David, first of all, congratulations! You guys have made a splash in a pretty saturated blogger sphere. I first came across the blog not from our intranet but from Chris Blattman's indefatigable blogging. Chris' recommendation increased my chance of clicking the link. Similarly, Carl Wieman's advocacy of interactive teaching probably got more people thinking about the merits of interactive learning, despite the obvious methodological weakness of the evaluation. Which brings me to a topic I often wonder about: what's the best way to influence policymakers to adopt new ideas. Are they more convinced by an idea that's proven by randomized evaluation, or personal observation of a compelling story, or hearing it from a source they trust? It's interesting to see that Wieman combines the force of mass media with the reputation of the Science journal. I suspect that the Science journal alone would have made limited impact on the education policy community or the public. Would a famous journalist reporting on this case and all the numbers (without Wieman's study) have made the same splash? I don't know. Long time ago when Rachel Glennerster and Ben Olken and I were on the same panel discussing RCT, I had challenged JPAL to do an RCT to evaluate the relative efficacy of these channels of influence. Haven't seen anything yet.

I love high-standard evaluations but I've also sinned many times to "broadcast to (my small) world" a compelling idea in my role as a policy advisor. One such idea is the Activity-based Learning model of classroom management. Though an NGO invented it two decades ago, Tamil Nadu was the first Indian state to adopt it in large scale. A number of other Indian states have since adopted it. Now, if you have seen ABL in action and the familiar counter factual, you cannot help but talking about it and wondering why others don't do it. A rigorous evaluation will be great, though the lack of it didn't seem to deter a number of large states to embark on this highly challenging reform. I hope the lack of a rigorous evaluation of ABL does not indicate lack of responsiveness of the research community.

Joshua Muskin
August 12, 2011

Thank you for this very thoughtful blog. The sincere intellectual reflection, and even uncertainty, to which you admit is precisely what i perceive that we miss in most scientific journal articles, whether in the physical or social (which i know much better) sciences. Here, and in the article on which you report, I hear you thinking out loud and intelligently about issues for which there is, I posit, virtually never one correct answer. What we really need on the ground (in this instance, in the classroom) are concrete ideas that teachers and other educators might try out themselves. These ideas include strategies, or approaches, but they also include the criteria, or standards, and means to assess these criteria that educators (or anyone) can employ to determine the effectiveness of what they are trying and to guide them in any revisions. So, yes, we disserve ourselves when we only publish empirically proven "answers," mainly because these answers will always be contextualized and, therefore, limited in their applicability; at least in the social sciences (of which economics is one, though sometimes it seems to pretend to be a physical science). Let's think out loud in public more often. Thank you for your doing so here with such intellectual honesty.

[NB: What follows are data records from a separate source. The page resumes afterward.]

PR #1875, opened 2019-08-26
Use indexed keys for energy saving

mcspr:
- always use indexes with `eneTotal`
- fix `unsigned int` comparison with -1
- fix sensorID checks, use `magnitude.global` index directly as index
- migrate `pzemEneTotal` to `eneTotal`
- migrate `eneTotal` to `eneTotal0`


mcspr:
@tonilopezmr and I had also for some reason thought that `magnitude.global` is the same as `_magnitudes` index. Instead, it sets itself from `_counts[magnitude.type]`. All eneTotal indexes are updated from that value now

PR #1877, opened 2019-08-27
Test: etharp_gratuitous

### LINKED ISSUE #614: Sonoff Dual R2 IP Address not reachable after a while
To avoid mixing up what may be two different issue that I noted at the bottom of [issue #572](https://github.com/xoseperez/espurna/issues/572) I thought it better to open an new issue here.

I have managed to do some more testing - having finally managed to lose connection to the web /telnet interface. I think my issue may be related to the closed [issue #392](https://github.com/xoseperez/espurna/issues/392).

Briefly my setup is an unmodified Technicolor TG582n 4 port wireless router connected to a couple of devolo "powerline type" wifi extenders. These extenders are ultimately connected to one of the four Ethernet ports. The sonoff Dual r2 is in the same room as the router less than 2m away from it. Signal strength to the router almost maxed out. The nearest devolo is across the hall at the far end of the room - signal strength almost non existent. I use a shared (all use the same SSID) and hidden SSID.

Logging into the router web interface I am able to see the devices connected to its interfaces - wifi /ethernet port. When I am able to connect to the Sonoff it always appears attached to the routers wifi interface. When I can't connect to the sonoff it always appears on the Ethernet port. As the Sonoff is wifi it has to be assumed appearance on the ether port has to be because it has decided to attach to the devolo AP - with almost no signal strength in preference to the router with maximum strength! When I next lose connection I will see if I can log onto the devolo and see if it registers the sonoff as a device connected to it.

I am not sure why even if the sonoff is connected to the devolo AP I can't access the Sonoff web interface. A tablet connected to the same devolo wifi extender, is able to browse the internet, but yet not able to connect to the Sonoff when it goes off line. Conversely when the Sonoff comes back on line (connected to the router wifi) the tablet is then able to access the sonoff web interface while attachd to the same devolo AP.

As previously noted leaving Telnet enabled in the ESPurna Web interface, and repeatedly initiating a telnet connection will in most cases bring the Sonoff back online. The last time I had to run nping --arp <sonoff IP> to get the Sonoff to talk to me.

Wifi on the Sonoff is configured with Scanning turned off. With scanning turned on it is unable to connect to the hidden SSID.

Have I missed something I can do to stop the sonoff hopping onto a different AP? Alternatively, if it can be exposed on the web interface, is there a way to force the sonoff to only bind to a specific BSSID?

mcspr:
fix #614 ?
https://github.com/esp8266/Arduino/issues/5998#issuecomment-525332517

@arihantdaga can you try this one? if I understood correctly the required process. Can be adjusted a bit later
*edit:* not seeing any resets on initial connection. wifi.reset, wifi.ap commands work too.

If you can reliably reproduce lost IP addresses (either modem or none sleep), it would be interesting to see if this helps

### DIFF
--- a/code/espurna/config/general.h
+++ b/code/espurna/config/general.h
@@ -565,13 +565,13 @@
 #define WIFI_GRATUITOUS_ARP_SUPPORT              1
 #endif
 
-// Interval is randomized on each boot in range from ..._MIN to ..._MAX
+// Interval is randomized on each boot in range from ..._MIN to ..._MAX (ms)
 #ifndef WIFI_GRATUITOUS_ARP_INTERVAL_MIN
-#define WIFI_GRATUITOUS_ARP_INTERVAL_MIN         15
+#define WIFI_GRATUITOUS_ARP_INTERVAL_MIN         15000
 #endif
 
 #ifndef WIFI_GRATUITOUS_ARP_INTERVAL_MAX
-#define WIFI_GRATUITOUS_ARP_INTERVAL_MAX         30
+#define WIFI_GRATUITOUS_ARP_INTERVAL_MAX         30000
 #endif
 
 // -----------------------------------------------------------------------------
--- a/code/espurna/config/general.h
+++ b/code/espurna/config/general.h
@@ -554,6 +554,26 @@
 #define WIFI_PROPAGATION_CONST      4           // This is typically something between 2.7 to 4.3 (free space is 2)
 #endif
 
+// ref: https://docs.espressif.com/projects/esp-idf/en/latest/api-reference/kconfig.html#config-lwip-esp-gratuitous-arp
+// ref: https://github.com/xoseperez/espurna/pull/1877#issuecomment-525612546 
+//
+// Help solve compatibility issues with some routers.
+// If the ARP table of the AP is old, and the AP doesn't send ARP request to update it's ARP table,
+// this will lead to the STA sending IP packet fail. Thus we send gratuitous ARP periodically to let AP update it's ARP table.
+
+#ifndef WIFI_GRATUITOUS_ARP_SUPPORT
+#define WIFI_GRATUITOUS_ARP_SUPPORT              1
+#endif
+
+// Interval is randomized on each boot in range from ..._MIN to ..._MAX
+#ifndef WIFI_GRATUITOUS_ARP_INTERVAL_MIN
+#define WIFI_GRATUITOUS_ARP_INTERVAL_MIN         15
+#endif
+
+#ifndef WIFI_GRATUITOUS_ARP_INTERVAL_MAX
+#define WIFI_GRATUITOUS_ARP_INTERVAL_MAX         30
+#endif
+
 // -----------------------------------------------------------------------------
 // WEB
 // -----------------------------------------------------------------------------
--- a/code/espurna/config/general.h
+++ b/code/espurna/config/general.h
@@ -557,9 +557,8 @@
 // ref: https://docs.espressif.com/projects/esp-idf/en/latest/api-reference/kconfig.html#config-lwip-esp-gratuitous-arp
 // ref: https://github.com/xoseperez/espurna/pull/1877#issuecomment-525612546 
 //
-// Help solve compatibility issues with some routers.
-// If the ARP table of the AP is old, and the AP doesn't send ARP request to update it's ARP table,
-// this will lead to the STA sending IP packet fail. Thus we send gratuitous ARP periodically to let AP update it's ARP table.
+// Broadcast gratuitous ARP periodically to update ARP tables on the AP and all devices on the same network.
+// Helps to solve compatibility issues when ESP fails to timely reply to ARP requests, causing the device's ARP table entry to expire.
 
 #ifndef WIFI_GRATUITOUS_ARP_SUPPORT
 #define WIFI_GRATUITOUS_ARP_SUPPORT              1
--- a/code/espurna/wifi.ino
+++ b/code/espurna/wifi.ino
@@ -95,8 +95,6 @@ void _wifiConfigure() {
         _wifi_gratuitous_arp_interval = getSetting("wifiGarpIntvl", secureRandom(
             WIFI_GRATUITOUS_ARP_INTERVAL_MIN, WIFI_GRATUITOUS_ARP_INTERVAL_MAX
         )).toInt();
-
-        DEBUG_MSG_P(PSTR("[WIFI] garp interval=%u\n"), _wifi_gratuitous_arp_interval);
     #endif
 
 }
--- a/code/espurna/wifi.ino
+++ b/code/espurna/wifi.ino
@@ -711,15 +711,10 @@ void wifiSetup() {
 
     // Periodic gratuitous arp to keep the ip alive
     #if WIFI_GRATUITOUS_ARP_SUPPORT
-
-        #if WIFI_GRATUITOUS_ARP_INTERVAL_MIN == WIFI_GRATUITOUS_ARP_INTERVAL_MAX
-            _wifi_gratuitous_arp_interval = getSetting("wifiGarpMax", WIFI_GRATUITOUS_ARP_INTERVAL_MAX).toInt();
-        #else
-            _wifi_gratuitous_arp_interval = secureRandom(
-                getSetting("wifiGarpMin", WIFI_GRATUITOUS_ARP_INTERVAL_MIN).toInt(),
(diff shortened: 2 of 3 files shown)


arihantdaga:
@mcspr Its working. Dint see any reset. I also checked at the same time, n->ip_addr.addr was giving value 0. I think this condition for checking netif up or not works well. 👍

TD-er:
Looks OK to me.
I will also include it in ESPeasy to see if this also may have been triggering some of the WDT reboots.

TD-er:
For ESP32 at least, you need to check the `hwaddr_len`, or else it will crash with an assert as soon as AP+STA is enabled.

So it will be something like this:
```
    if ((n->hwaddr_len == ETH_HWADDR_LEN) && 
        (n->flags & NETIF_FLAG_ETHARP) && 
        ((n->flags & NETIF_FLAG_LINK_UP) || (n->flags & NETIF_FLAG_UP))) {
```

I am not sure if a check for `NETIF_FLAG_ETHARP` flag is needed. (or maybe even contra-productive?)
See [LWIP NETIF_FLAG_](http://www.nongnu.org/lwip/2_0_x/group__netif__flags.html)

mcspr:
...UP check should be && btw, assuming lwip authors know something that we don't and expecting that LINK_UP can be missing independently of UP
https://git.savannah.nongnu.org/cgit/lwip.git/tree/src/core/netif.c?h=STABLE-2_1_2_RELEASE#n880
Old lwip1 code only has UP condition

ETH flag is set by lwip-glue layer, so check is safe with 8266 too:
https://github.com/d-a-v/esp82xx-nonos-linklayer/blob/af6738a22332a92256471e3d29d37a2700ec1298/glue-lwip/lwip-git.c#L397
https://github.com/espressif/esp-idf/blob/fdab15dc76a3464ed10ce03e9b9cf1a5cd2aa0d1/components/lwip/port/esp32/netif/wlanif.c#L76
Probably can be avoided, but you can never be too safe.

And while I read the https://espeasy.readthedocs.io/en/latest/Tools/Tools.html#periodical-send-gratuitous-arp explanation for arp, in what case it should be on? Are we doing this so that router does not kick us, sort-of keep alive?
Is it safe to leave always on? Is 5000msec interval something based on testing or can be more random?

TD-er:
I have been using the code I mentioned in my last comment, since that comment.
The ESP32 unit I have here is still very responsive now. It used to be taking up to a minute to reply after some time.
The ESP8266 ones do not appear to react different from before this change.

It is not really a keep-alive, but more to make sure the MAC tables in switches/AP/router are not forgetting about the node.

It is giving an answer to a question never asked.

For normal ethernet traffic, each switch/router etc. needs to know what MAC address is behind what port.
Since these tables in switches etc. are not infinite large, they have to renew their tables every now and then.
This is done via ARP packets.
So someone asks "who has 192.168.1.1" and the answer is also used by every other host or switch on the network to update its MAC tables.
If the ESP does not reply to such ARP requests, it may become impossible to send data (back) to the ESP, since the switches do not know how to route it.
So therefore we send Gratuitous ARP packets to answer "Mac AA:BB:CC:DD:EE:FF has 192.168.1.1" even though no-one asked for it.

Sending ICMP (ping) packets to the ESP may also have a similar effect, since ICMP packets appear to be handled different by the AP compared to other packets.
Also an ICMP packet does seem to have effect on the power management of the ESP at core level.
Try running an ESP node for a while (running `delay()` when not performing a task) and you will notice the power consumption does decrease after a few minutes.
This lower power consumption does seem to be correlated with not receiving some packets like ARP packets.
However, if you start sending ping packets to the ESP, the first one may take a while (up-to 900 msec sometimes), but it will always be answered. This will cause the ESP to increase its power consumption and the next ping packets will be answered much faster.

This simple test does show us a number of things happening here:
- Lower power consumption is very likely caused by the WiFi radio not listening on every beacon interval of the AP (102.4 msec on most AP)
- Some packet types (ARP/UDP/etc) are not being repeated or buffered by the AP to overcome the actual listening interval of the ESP. (at least the ones not required to be answered)
- ICMP packets are being repeated long enough to be received by the ESP (N.B.  even the first ping you send will get an reply eventually)
- ESP nodes may become hard/impossible to reach after a while, which can be explained by their MAC address not being known any more. You can also test this on your PC to look for the known ARP table, or clearing it yourself.

TL;DR
I don't think the Gratuitous ARP is the same as a keep-alive, but more like prevent to become forgotten.

In ESPeasy I use a more dynamic interval for sending these ARP packets.
If a connection (or DNS lookup) attempt fails, I will make the interval short (and send one right away) and every new call to Gratuitous ARP will increase the interval to about 5 sec again.
Also right after getting connected ("Got IP" event) I send one out.
The actual implementation of clearing MAC tables in switches may differ from brand to brand.
Some may remove one after not been seen for a while and others just may clear the entire table periodically (or when it is full). I have seen reports of 30 seconds, but also lots of "hard to give a single number".
It is hard to know what implementation is being used, but I guess some interval below the watchdog timer may be a good idea.
Maybe also good to have some kind of randomness in the intervals to prevent all nodes sending out ARP packets at the same time (e.g. after some power outage)

mcspr:
Wow, thanks for detailed explanation!

It is surprising that esp32 build works differently, there's this exact functionality enabled by default:
https://github.com/espressif/esp-idf/blob/aa087667dffb8f024a5bf162cef4d5c0ffb152ab/components/lwip/Kconfig#L138-L154
https://github.com/espressif/arduino-esp32/blob/7a574399b17e552800459e3eafb72d9158c05968/tools/sdk/sdkconfig#L601 (i.e. pre-built idf has this flag on)
https://github.com/espressif/esp-lwip/blob/61d840ff4778f4946c8743f7e412345abcd537f1/src/core/ipv4/etharp.c#L142-L154
I guess, 60s is too long?

I think I'd settle with idf approach and randomize arp time between 15 and 30s (and maybe kick in sooner if any connection routine fails, that's an interesting idea)

code/espurna/config/general.h
```diff
@@ -554,6 +554,26 @@
 #define WIFI_PROPAGATION_CONST      4           // This is typically something between 2.7 to 4.3 (free space is 2)
 #endif
 
+// ref: https://docs.espressif.com/projects/esp-idf/en/latest/api-reference/kconfig.html#config-lwip-esp-gratuitous-arp
+// ref: https://github.com/xoseperez/espurna/pull/1877#issuecomment-525612546 
+//
+// Help solve compatibility issues with some routers.
+// If the ARP table of the AP is old, and the AP doesn't send ARP request to update it's ARP table,
+// this will lead to the STA sending IP packet fail. Thus we send gratuitous ARP periodically to let AP update it's ARP table.
```
TD-er: Strictly speaking, it is not the sending of an packet that fails, but receiving.
The other hosts in the network may no longer know how to retrieve what MAC address to use as destination when sending a packet to some IP-address. Also the other components on the network, like switch or AP may have the MAC address removed from their tables and thus no longer be able to route the packet to the correct port.

code/espurna/wifi.ino
```diff
@@ -687,31 +739,11 @@ void wifiLoop() {
...
-        if ((n->flags & NETIF_FLAG_LINK_UP) || (n->flags & NETIF_FLAG_UP)) {
-            DEBUG_MSG_P(PSTR("sending arp...\n"));
-            etharp_gratuitous(n);
-            res = true;
-        } else {
-            DEBUG_MSG_P(PSTR("netif not yet up...\n"));
+    #if WIFI_GRATUITOUS_ARP_SUPPORT
+        // Only send out gra arp when in STA mode
+        if (_wifi_gratuitous_arp_interval && ((WiFi.getMode() & WIFI_AP) == 0)) {
+            _wifiSendGratuitousArp(_wifi_gratuitous_arp_interval);
```
TD-er: With STA+AP mode the WiFi radio is always on, which makes it less likely ARP requests may be missed.
But it may still be useful to send it if you get a (new) IP address.
Just make sure to only send it to the STATION_IF if you want to distinguish this.

N.B. the AP and STA use different MAC addresses, so it should be no problem to send out Gratuitous ARP to the AP interface. (as long as you're sending the right IP of course :) )

code/espurna/config/general.h
mcspr: The wording is weird, true... that was a blatant c/p from the esp-lwip Kconfig entry. Reworded to mention ARP tables.

code/espurna/wifi.ino
mcspr: This part is copied from the idf, basically trying to emulate GARP flag that they check. No flag here, so STATION_IF seems like a solution.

Also, thank you for drawing our attention to the ridiculous (even dangerous) AP interpretation of the research into the title “It's not teacher, but method that matters.”


Joshua Muskin

August 19, 2011

Excellent points about the Wieman paper, however, Carl Wieman is not the only physicist studying physic education. I don't know if you will appreciate a paper list or not but you seem to have a proclivity to read the literature so I found myself obligated to expose you to more of it. Please don't take this as me trying to prove you wrong. I mean no offense by it.

A 6000 student study on interactive engagement techniques - Richard Hake

Ten years of research on peer instruction - Eric Mazur

Differences in professors implementations of peer instruction - Chandra Nurpen and Noah Finkelstein

Student expectations in introductory physics - Edward Redish

I hope you will find that physics education is a growing field not just represented by Carl Wieman.